How to “single parent” a sick 4-year-old

The day before Thanksgiving, I had a mediation set for 9am.  A couple hours later, my client and I realized the insurance company was not going to bridge the still-remaining $500,000 gap, so we left.  I checked my phone.  My bride and the 3 small children had been at the pediatrician’s office, and the youngest tested positive for strep throat (she had a fever the night before).  We met for lunch, and I was to take the ill 4-year-old home while the other 2 + their mom went to the clinic by our house to get tested themselves.

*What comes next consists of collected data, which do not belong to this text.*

PR #679, opened 2025-04-15
Security consideration for predictable task IDs

### LINKED ISSUE #664: Security consideration for non-random task IDs
DAP mandates that task IDs be 32 bytes long and globally unique, but not necessarily random. I'm concerned that this could open the door for task enumeration attacks, which I discuss a bit [over in taskprov](https://github.com/ietf-wg-ppm/draft-ietf-ppm-dap-taskprov/issues/102). I don't think DAP should start mandating random task IDs, but we should have a security considerations explaining the risks of enumeration attacks if task IDs aren't random.

tgeoghegan:
Resolves #664

### DIFF
--- a/draft-ietf-ppm-dap.md
+++ b/draft-ietf-ppm-dap.md
@@ -3784,6 +3784,23 @@ involving crafted DAP task parameters can be mitigated by having the Aggregators
 refuse shared parameters that are trivially insecure (e.g., a minimum batch size
 of 1 report).
 
+### Predictable or Enumerable Task IDs
+
+This specification imposes no requirements on task IDs except that they be
+globally unique. One way to achieve this is to use random task IDs, but
+deployments can also use schemes like {{?I-D.draft-ietf-ppm-dap-taskprov-01}}
+where task IDs are deterministically generated from some set of task parameters.
+
+In such settings, deployments should consider whether an Aggregator
+acknowledging the existence of a task (by accepting report uploads or
+aggregation jobs, for example) could unintentionally leak information such as a
+label describing the task, the identities of participating Aggregators or the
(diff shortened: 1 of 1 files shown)


draft-ietf-ppm-dap.md
```diff
@@ -3784,6 +3784,23 @@ involving crafted DAP task parameters can be mitigated by having the Aggregators
 refuse shared parameters that are trivially insecure (e.g., a minimum batch size
 of 1 report).
 
+### Predictable or Enumerable Task IDs
+
+This specification imposes no requirements on task IDs except that they be
+globally unique. One way to achieve this is to use random task IDs, but
+deployments can also use schemes like {{?I-D.draft-ietf-ppm-dap-taskprov-01}}
```
cjpatton, line 3791: I'm a little worried about this dependency, but I suppose it's likely we'll do Last Call for both DAP and taskprov around the same time.

draft-ietf-ppm-dap.md
```diff
@@ -3784,6 +3784,23 @@ involving crafted DAP task parameters can be mitigated by having the Aggregators
...
+where task IDs are deterministically generated from some set of task parameters.
+
+In such settings, deployments should consider whether the an Aggregator
```
cjpatton, line 3794:
```suggestion
In such settings, deployments should consider whether the Aggregator
```

cjpatton (approved):

draft-ietf-ppm-dap.md
tgeoghegan: We could omit the reference, but then I think it becomes unhelpfully vague. Let's see what happens as we make our way through LC and the rest of the review process.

Me:  But what am I supposed to do all day?  I haven’t been to the office today, so I have a bunch of work to catch up on.
Her:  Go on Netflix, choose the kids’ profile, and see what she’d like to see.  I suggest “Peg + Cat.”
Me:  I hate cats…that show sounds like it sucks.
Her:  It doesn’t suck!  It’s a critical thinking problem solving show for preschoolers.  You want her to take over your law practice one day, right?

And so we went home to watch Peg+Cat.  Or, my youngest daughter did.  I answered emails and phone calls.

resting BL

She was happily engaged until she fell asleep, and I didn’t have to feel guilty for putting her in front of the so-called “electronic baby sitter” so I could work, because she was learning stuff.

When she awoke, I asked her about the show and what she liked about it:

Her:  That in every one, they have a big problem, and they solve it.
Me:  Do you ever know the solution before you see it?
Her:  Yes.  Sometimes I can know the solution before they do.
Me:  How?
Her:  Because I do!

And there you have it.


  1. Pretty Bride

    See?!? Netflix makes children EVEN smarter than your gene pool! It’s like magic, but on WiFi.